#### [Prompt]
Where the records below have a line with "queries", that line is to be copied.

Supplied records Block Start

PR #82, opened 2026-08-21
perf: batch IVF-PQ encoding with blocked SGEMM

jerry-024:
## Summary

Speed up IVF-PQ index builds by using a blocked 8-bit PQ batch encoder in the `add` path. Rows are processed in bounded Rayon blocks; per block, each sub-quantizer's centroid distances are computed with one SGEMM call and the same `||q||² + ||c||² − 2q·c` identity used by the canonical per-vector encoder and the search-time distance tables. Because add and search use identical arithmetic, codes stay byte-identical to `ProductQuantizer::encode` and no add/search scoring inconsistency can arise.

This supersedes the earlier transposed-codebook SIMD kernel from previous revisions of this PR. That approach used a different accumulation order than search, which required numerical-stability certificates and exact fallbacks to keep add and search consistent. Using the same arithmetic on both sides removes that problem class; the current diff is limited to the encoder, its benchmark, and CI lint compatibility.

## Changes

- Add `encode_batch_blocked`: a blocked SGEMM batch encoder for 8-bit PQ codes, used only from `IVFPQIndex::add`.
- Process rows in bounded Rayon blocks (≤512 rows per block) with per-worker scratch buffers.
- Fall back to the existing per-vector path for 4-bit PQ, sub-quantizers narrower than four dimensions, batches too small to supply at least four rows per worker (with a 32-row floor), and non-finite codebooks.
- Add a reproducible Criterion benchmark for the real `IVFPQIndex::add` entry point.

## Performance

Reproducible add-path benchmark:

```bash
RAYON_NUM_THREADS=8 cargo bench -p paimon-vindex-core --bench ivfpq_add_bench -- --noplot
```

Configuration: L2, 8 Rayon workers, Criterion release build, 500 ms warmup, 10 samples over 2 seconds per case. Each revision was run three times; the table reports the median of the three Criterion p50 estimates.

Machine: Apple M3 Pro (11 cores, 36 GiB), macOS, `aarch64-apple-darwin`. Main is the PR base `5400ab5` with only the benchmark harness from `2107a6f` applied. The optimized measurements are from `6e8e1bb`; the latest head `ce4fa22` has identical 8-worker dispatch for every case in this table.

| Case | Main p50 | PR p50 | Speedup |
| --- | ---: | ---: | ---: |
| `d=768, m=192`, 1 row | 0.158 ms | 0.161 ms | 0.98x |
| `d=768, m=192`, 7 rows | 0.398 ms | 0.385 ms | 1.03x |
| `d=768, m=192`, 8 rows | 0.390 ms | 0.391 ms | 1.00x |
| `d=768, m=192`, 31 rows | 0.947 ms | 0.997 ms | 0.95x |
| `d=768, m=192`, 32 rows | 1.098 ms | 0.898 ms | 1.22x |
| `d=768, m=192`, 512 rows | 13.877 ms | 8.898 ms | 1.56x |
| `d=768, m=192`, 4096 rows | 108.29 ms | 61.93 ms | 1.75x |
| `d=32, m=8` (`dsub=4`), 32768 rows | 35.77 ms | 19.76 ms | 1.81x |
| `d=64, m=8` (`dsub=8`), 32768 rows | 48.92 ms | 22.26 ms | 2.20x |
| Residual, `nlist=4096`, 32 rows | 3.996 ms | 3.775 ms | 1.06x |

With 8 workers, batches below 32 rows keep the original per-vector path and measured between 0.95x and 1.03x. At and above the 32-row threshold, the blocked path improves p50 by 1.22–2.20x; the residual case gains less because coarse assignment remains unchanged.

<details>
<summary>Individual 8-worker p50 trials (ms)</summary>

| Case | Main trials | PR trials |
| --- | --- | --- |
| 1 row | 0.154 / 0.159 / 0.158 | 0.165 / 0.161 / 0.154 |
| 7 rows | 0.398 / 0.399 / 0.389 | 0.378 / 0.395 / 0.385 |
| 8 rows | 0.388 / 0.398 / 0.390 | 0.402 / 0.390 / 0.391 |
| 31 rows | 0.947 / 0.983 / 0.922 | 0.997 / 1.034 / 0.940 |
| 32 rows | 1.112 / 1.086 / 1.098 | 0.898 / 0.913 / 0.890 |
| 512 rows | 13.628 / 14.079 / 13.877 | 8.865 / 8.898 / 9.342 |
| 4096 rows | 108.19 / 110.87 / 108.29 | 61.93 / 67.33 / 60.74 |
| `dsub=4`, 32768 rows | 35.77 / 36.48 / 35.62 | 19.96 / 19.76 / 19.69 |
| `dsub=8`, 32768 rows | 50.07 / 48.92 / 47.27 | 21.39 / 22.85 / 22.26 |
| Residual, 32 rows | 4.232 / 3.996 / 3.733 | 3.775 / 3.713 / 3.792 |

</details>

### Wide-pool threshold validation

The latest head `ce4fa22` was also compared with main at 32 Rayon workers for the small-batch cases raised in review, using the same Criterion settings and three trials per revision.

| Case | Main p50 | PR p50 | Speedup |
| --- | ---: | ---: | ---: |
| `d=768, m=192`, 32 rows | 1.080 ms | 1.122 ms | 0.96x |
| `d=768, m=192`, 64 rows | 2.047 ms | 2.005 ms | 1.02x |

At 32 workers the SGEMM threshold is 128 rows, so 32- and 64-row batches retain the per-vector path. Their p50 remains within 3.9% of main instead of switching to tiny SGEMM calls.

<details>
<summary>Individual 32-worker p50 trials (ms)</summary>

| Case | Main trials | PR trials |
| --- | --- | --- |
| 32 rows | 1.080 / 1.157 / 1.067 | 1.070 / 1.147 / 1.122 |
| 64 rows | 2.047 / 2.114 / 1.994 | 2.069 / 1.949 / 2.005 |

</details>

## Testing

- [x] `cargo test -p paimon-vindex-core` (462 passed)
- [x] `cargo clippy --all-targets --workspace`
- [x] Blocked codes match the per-vector encoder byte-for-byte (uniform and non-uniform chunk dims, large offsets)
- [x] Output is invariant to the add batch boundary, including NaN centroids
- [x] Benchmark coverage below, at, and above the 8-worker and 32-worker thresholds

## Compatibility

- No index-format or query-path change.
- Public `ProductQuantizer::encode_batch` remains byte-stable for existing storage fixtures.
- Newly built IVF-PQ codes are byte-identical to the legacy per-vector path (same arithmetic, same tie handling).

### DIFF
--- a/core/src/ivfpq.rs
+++ b/core/src/ivfpq.rs
@@ -252,7 +252,7 @@ impl IVFPQIndex {
 
         let code_size = self.pq.code_size();
         let mut codes = vec![0u8; n * code_size];
-        self.pq.encode_batch(&to_encode, n, &mut codes);
+        self.pq.encode_batch_blocked(&to_encode, n, &mut codes);
 
         for i in 0..n {
             let list_id = assignments[i];
--- a/core/src/pq.rs
+++ b/core/src/pq.rs
@@ -379,7 +379,7 @@ impl ProductQuantizer {
     /// Blocked batch encode for the IVF-PQ add path.
     pub(crate) fn encode_batch_blocked(&self, data: &[f32], n: usize, codes: &mut [u8]) {
         if self.nbits == 8
-            && n >= ENCODE_SGEMM_MIN_ROWS
+            && n >= encode_sgemm_min_rows(rayon::current_num_threads())
             && (0..self.m).all(|sub| self.chunk_dim(sub) >= 4)
             && self.centroids.iter().all(|value| value.is_finite())
         {
@@ -614,7 +614,12 @@ fn argmin_code(distances: &[f32]) -> u8 {
 
 /// Row block for the batched SGEMM encode path.
 const MAX_ENCODE_BLOCK_ROWS: usize = 512;
+const MIN_ENCODE_BLOCK_ROWS: usize = 4;
 const ENCODE_SGEMM_MIN_ROWS: usize = 32;
+
+fn encode_sgemm_min_rows(workers: usize) -> usize {
+    ENCODE_SGEMM_MIN_ROWS.max(workers.max(1) * MIN_ENCODE_BLOCK_ROWS)
+}
 
 fn encode_block_rows(rows: usize, workers: usize) -> usize {
     rows.div_ceil(workers.max(1))
@@ -864,10 +869,11 @@ mod tests {
     }
 
     #[test]
-    fn test_encode_block_rows_uses_available_workers() {
+    fn test_encode_block_rows_avoids_tiny_sgemm_blocks() {
         assert_eq!(encode_block_rows(2730, 12), 228);
         assert_eq!(encode_block_rows(32768, 12), MAX_ENCODE_BLOCK_ROWS);
-        assert_eq!(encode_block_rows(32, 64), 1);
+        assert_eq!(encode_sgemm_min_rows(8), 32);
+        assert_eq!(encode_sgemm_min_rows(32), 128);
     }
 
     #[test]
--- a/core/src/pq.rs
+++ b/core/src/pq.rs
@@ -356,6 +356,12 @@ impl ProductQuantizer {
     }
 
     /// Encode multiple vectors in parallel.
+    ///
+    /// This is the byte-stable path: results are bit-identical to the
+    /// per-vector [`Self::encode`], which golden storage fixtures rely on
+    /// (DiskANN serializes these codes). IVF-PQ's add path uses
+    /// [`Self::encode_batch_blocked`] instead, which batches the same distance
+    /// calculation into larger SGEMM calls.
     pub fn encode_batch(&self, data: &[f32], n: usize, codes: &mut [u8]) {
         let d = self.d;
         let cs = self.code_size();
@@ -368,6 +374,85 @@ impl ProductQuantizer {
                 }
             },
         );
+    }
+
+    /// Blocked batch encode for the IVF-PQ add path.
+    pub(crate) fn encode_batch_blocked(&self, data: &[f32], n: usize, codes: &mut [u8]) {
+        if self.nbits == 8
+            && n >= ENCODE_SGEMM_MIN_ROWS
+            && (0..self.m).all(|sub| self.chunk_dim(sub) >= 4)
+            && self.centroids.iter().all(|value| value.is_finite())
+        {
+            self.encode_batch_8bit_sgemm(data, n, codes);
+            return;
+        }
+        self.encode_batch(data, n, codes);
+    }
+
+    fn encode_batch_8bit_sgemm(&self, data: &[f32], n: usize, codes: &mut [u8]) {
+        let d = self.d;
+        let m = self.m;
+        let ksub = self.ksub;
+        let cs = self.code_size();
+        debug_assert_eq!(cs, m);
+        debug_assert_eq!(ksub, 256);
+
+        let max_dsub = (0..m).map(|sub| self.chunk_dim(sub)).max().unwrap_or(0);
+        let computed_norms = self
+            .centroid_norms_cache
+            .is_empty()
+            .then(|| self.compute_centroid_norms());
+        let centroid_norms = computed_norms
+            .as_ref()
+            .unwrap_or(&self.centroid_norms_cache);
+        let block_rows = encode_block_rows(n, rayon::current_num_threads());
+        codes[..n * cs]
+            .par_chunks_mut(block_rows * cs)
+            .enumerate()
+            .for_each_init(
+                || {
+                    (
+                        vec![0.0f32; block_rows * max_dsub],
+                        vec![0.0f32; block_rows * ksub],
+                    )
+                },
+                |(queries, distances), (block_idx, block_codes)| {
+                    let row0 = block_idx * block_rows;
+                    let rows = block_rows.min(n - row0);
+                    let block_data = &data[row0 * d..(row0 + rows) * d];
+
+                    for sub in 0..m {
+                        let range = self.chunk_range(sub);
+                        let dsub = range.len();
+                        for r in 0..rows {
+                            queries[r * dsub..(r + 1) * dsub].copy_from_slice(
+                                &block_data[r * d + range.start..r * d + range.end],
+                            );
+                        }
+                        let c_base = self.centroid_chunk_base(sub);
+                        sgemm_a_bt(
+                            rows,
+                            ksub,
+                            dsub,
+                            1.0,
+                            &queries[..rows * dsub],
+                            &self.centroids[c_base..c_base + ksub * dsub],
+                            0.0,
+                            &mut distances[..rows * ksub],
+                        );
+                        for r in 0..rows {
+                            let q_norm = fvec_norm_l2sqr(&queries[r * dsub..(r + 1) * dsub]);
+                            let row_distances = &mut distances[r * ksub..(r + 1) * ksub];
+                            for j in 0..ksub {
+                                row_distances[j] = (q_norm + centroid_norms[sub * ksub + j]
+                                    - 2.0 * row_distances[j])
+                                    .max(0.0);
+                            }
+                            block_codes[r * cs + sub] = argmin_code(row_distances);
+                        }
+                    }
+                },
+            );
     }
 
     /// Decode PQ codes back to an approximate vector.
PR #65, opened 2015-03-31
Add Crashlytics to Crash section

vnavarro:


ripienaar:
not sure mobile dev falls within what I had in mind, other mobile dev related things here looked a bit more generic than this one?

vnavarro:
@ripienaar I disagree, since getsentry is a similar service and is added to the list. But is your point "generic services" exclusively implemented on server side?

ripienaar:
So the aim of the list is to collect a bunch of links that infradev people - or devops people or similar - would find useful.  

Of course, sure we could write a mobile app for something and crashlytics would be handy, I suspect though the amount of devops types who write mobile apps and would benefit from a service used only by app devs is probably slim.  

Getsentry though is not just something that's pure mobile, you can use it to track all sorts of things, things devops types would care for.

vnavarro:
Ok, I think I got the point. If I remember anything that falls into that case and is not already there I get back to this list. 
BTW nice job :wink: its indeed helpful repo.

ripienaar:
nice one thanks :) sorry for being picky but there seems to be a MUCH larger selection of free stuff than I could ever have guessed lol

PR #67, opened 2015-03-31
Put koding next to cloud 9

rwstauner:
Very similar.
Take list of features straight from their site (https://koding.com/Pricing)


ripienaar:
thanks

PR #69, opened 2015-03-31
Added Rollbar logging service

tonglil:


ripienaar:
this one is already in unfortunately, thanks for the contribution though

tonglil:
Ah, didn't see it below. No problem!

PR #85, opened 2015-04-01
Clarify Rollbar free plan

brianr:
The previous text, which I'm guessing came straight from our pricing page, confused a few people who asked us if the free plan is only allowed to be used on personal projects. Hopefully this text will be more clear.

Thanks!


ripienaar:
nice, thanks for improving that

brianr:
Np, thanks for the quick merge!

PR #93, opened 2015-04-01
Add package build systems

domcleal:
Package build systems and repository hosting sites should be particularly useful for small OSS projects.


ripienaar:
thanks

PR #96, opened 2015-04-01
Added Telerik platform to PaaS

vdininski:


ripienaar:
bit borderline if it fits the bill, might cull it when i go through all of this soon but for now its in

PR #105, opened 2015-04-01
Adding Crashlytics

quinnjn:
Adding crashlytics as a free crash reporting solution for Android and iOS


ripienaar:
Thanks, I don't feel this one fits the scope of the list, see discussion here https://github.com/ripienaar/free-for-dev/pull/65

PR #107, opened 2015-04-01
Update README.md

jmelfi:
Add in Gogs, the Go Git Service for self-hosted go platform similar to gitlab


ripienaar:
mainly this is a list of hosted commercial services with a free for dev or opensource option, not a list of opensource (not rebuilding freshmeat in other words)

PR #109, opened 2015-04-01
Added Popular Text Editors

coltonfitzgerald:
If we are going to list browser based code editors, it only makes sense to list the popular desktop ones as well. What do you think?


GromNaN:
Sublime Text is not free to use; you must purchase a license even if it's usage is not restricted.
> Sublime Text may be downloaded and evaluated for free, however a license must be purchased for continued use.

ripienaar:
would prefer not to list downloadable things, mainly focussing on services else we'll soon have recreated freshmeat

PR #116, opened 2015-04-02
Adds errorception

boopathi:


TraderStf:
free only for 30 days... :-/ too bad.

ripienaar:
then i cant add it :)

boopathi:
Ah. Had a doubt whether to send this because of the 30 days thing. Cool. Let this not go then.

Issue #124, opened 2015-04-02
devport link leads to invalid SSL cert & error page


evaryont:
As the title says. The SSL cert is for the wrong domain (ghperf.com?) and if you click through, you get an error message "Not Found on Accelerator".

HTTP works, though.

PR #125, opened 2015-04-02
https doesn't work with devport (which they should fix...)

mwharrison:


ripienaar:
thank you, resolves #124

PR #275, opened 2015-04-22
bitrise.io added to CI / CD section

viktorbenei:


README.md
```diff
@@ -94,6 +94,7 @@ Table of Contents
 
 ## CI / CD
 
+  * https://www.bitrise.io - CI & CD service for iOS projects. Free for typical personal use.
```
ripienaar: Thanks for the contribution.  The list is aimed at devops and infradev people so I've been avoiding pure mobile development tools - there are some on the list but I thought they'd have broader appeal too, this one looks pretty niche so don't think it will fit the bill tbh

Thanks for the effort though

viktorbenei: No problem at all, thank you for the explanation!

PR #279, opened 2015-04-23
Nitrous.io change of policy.

shakna-israel:
Nitrous.io are phasing out the free tier as it stands.

Instead, the new free tier will be 2 hours per day.


ripienaar:
thanks for the update

PR #280, opened 2015-04-23
ptengine.com web analytics

TraderStf:


README.md
```diff
@@ -372,6 +372,7 @@ Table of Contents
  * https://usabilityhub.com - Test designs and mockups on real people, track visitors. Free for one user, unlimited tests.
  * https://gosquared.com - Track up to 1,000 data points for free.
  * https://mixpanel.com - Free 25000 points or 200000 with their badge on your site.
+ * http://ptengine.com - Free 20000 page views/month, one domain and one heath map.
```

Supplied records Block End

#### [Exercise result]
+                |(queries, distances), (block_idx, block_codes)| {
+                            queries[r * dsub..(r + 1) * dsub].copy_from_slice(
+                            &queries[..rows * dsub],
+                            let q_norm = fvec_norm_l2sqr(&queries[r * dsub..(r + 1) * dsub]);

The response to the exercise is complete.